The latest figures show the economy of the Kenai Peninsula Borough was a mixed bag during the third quarter of 2002, which ended Sept. 30, according to the borough's latest quarterly report.
Published four times a year, the Quarterly Report of Key Economic Indicators produced by the Com-munity and Economic Devel-opment Division breaks down pertinent data into various categories -- geographic location, gains or losses by industry, and the like. It also lists such information as the value, volume and type of construction permits, employment figures and population.
'If I were mayor, I'd require building permits (in the unincorporated borough) and the reporting of nontaxable sales. That way we'd report a much better picture.'
The third quarter report showed gross sales for the quarter were down boroughwide, falling by 4.8 percent from the third quarter of 2001. However, taxable sales increased 3.1 percent. In terms of dollars, third quarter gross sales fell from $621 million in 2001 to $591 million this year, while taxable sales grew from $233 million last year to $240 million in 2002.
Although gross and taxable sales trends diverged during the quarter, for the first three quarters of 2002, both figures increased.
Homer's gross sales jumped 12.9 percent during the quarter, as that city led all others in the category for the second quarter in a row, according to the division analysis.
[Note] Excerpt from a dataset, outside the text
PR #1446, opened 2022-10-19
feat(modals): add tag prop to Modal, Drawer, and Tooltip Modal components

jgorfine-zendesk:
## Description

Following the precedence set in other components (e.g., Ellipsis), this PR adds the `tag` prop to the Modal Header component. This will enable consumers to customize the underlying HTML element, with the intention being that they pass in a heading (h1-h2) tag. This would help us meet WCAG 2.1 [Success Criterion 1.3.1 Info and Relationships](https://www.w3.org/TR/WCAG21/#info-and-relationships) (level A), as well as [Success Criterion 2.4.2 Page Titled](https://www.w3.org/TR/WCAG21/#page-titled) (level A).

Soldotna, meanwhile, registered a 7.2-percent gross-sales increase in the third quarter.
The figures from those two cities offset double-digit gross-sales declines in Kenai (-14.1 percent), Seldovia (-17.6 percent) and Seward (-11.5 percent), the report said. Kenai and Seward, however, registered slight increases in taxable sales. In Seldovia, taxable sales fell for the quarter.
Areas outside the cities also showed a gross sales decline of 9 percent.
Jeanne Camp, economic analyst with the division and producer of the quarterly report, said Homer's increase in retail and services likely is the result of better tourism numbers, but until further statistics come in she couldn't tell for sure. Soldotna's increase, meanwhile, probably is the result of that community's diversified economy, Camp said.
She could not say why Kenai, Seward and Seldovia saw decreases in gross sales during the third quarter. However, Camp did point out the borough does not have access to certain figures that could paint a clearer picture.
"There is no incentive for reporting nontaxable sales," she said.
While the sales tax form includes lines for nontaxable sales, it is only the taxable sales that the borough most desires and for which it provides penalties when those figures are not provided.
"If I were mayor," Camp said, "I'd require building permits (in the unincorporated borough) and the reporting of nontaxable sales. That way we'd report a much better picture."
Unreported nontaxable sales represent a hidden economy, she said. How big?
"That's anybody's guess," she said.
The report also analyzed gross sales figures by sectors.
Showing a 5.5 percent gross sales increase, the services sector outperformed all others during the third quarter of this year. However, the wholesale sector did chalk up a 1.4 percent gain, and transportation, communications and public utilities -- which are lumped together under the heading TCPU -- showed gross sales were up .2 percent.
In analyzing boroughwide gross and taxable sales by industry and comparing them to the third quarter of 2001, the report indicated that for retail sales, the largest industry in the borough, gross sales in 2002 fell .2 percent. All other industries showed double-digit declines.
Finance, insurance and real estate, or FIRE, declined 10.4 percent; agriculture, forestry and fishing, or AFF, dropped 13 percent; and manufacturing sales were down 13.8 percent. Construction sales fell 18.2 percent, and gross sales in mining marked down 24.8 percent.
But while gross sales were down, for some industries taxable sales were up. Retail taxable sales grew 2.2 percent over the same period in 2001. The service sector showed a 3.7-percent increase. Modest gains also were recorded in construction, manufacturing and transportation, communications and public utilities.
Camp cautioned, however, that while it is encouraging to see taxable sales in retail and service showing good increases, it also likely means that's where the jobs are going. And that may mean that lower paying service and retail jobs are replacing higher-paying jobs in other sectors. Employment figures for the entire year, when available, may be more specific, Camp said.
The division analysis said the oil and gas industry was a bright spot owing to continued oil and gas exploration activities in Cook Inlet and the reevaluation of old finds because of new technology.
"With the change in administration, hope has been revitalized for building an Alaska gas pipeline and for streamlining the permitting process," the report said. "The Kenai-Kachemak gas pipeline is close to becoming a reality with permitting complete and work scheduled to begin this winter."
The pipeline is scheduled for completion in October 2, and gas should be flowing by January 2004.
In construction, some 125 permits were issued, up 33 percent over the third quarter of 2001. They were valued at $16.6 million, up by nearly 56 percent, the division said. Kenai was the building hot spot for the borough during the quarter, but year-to-date figures gave Seward the building-boom nod for the year through Sept. 30.